_Data provided_:

┌──

PR #346, opened 2023-04-07
Move data-driven aggregation logic tests to rust

jayantk:
I'm so tired of how broken the build / test setup in this repo is. I'm going to fix it.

└──

_Required work_:
Nothing in the data may change. Give it again in full.

_Solution to the problem_:
PR #346, opened 2023-04-07
Move data-driven aggregation logic tests to rust

jayantk:
I'm so tired of how broken the build / test setup in this repo is. I'm going to fix it.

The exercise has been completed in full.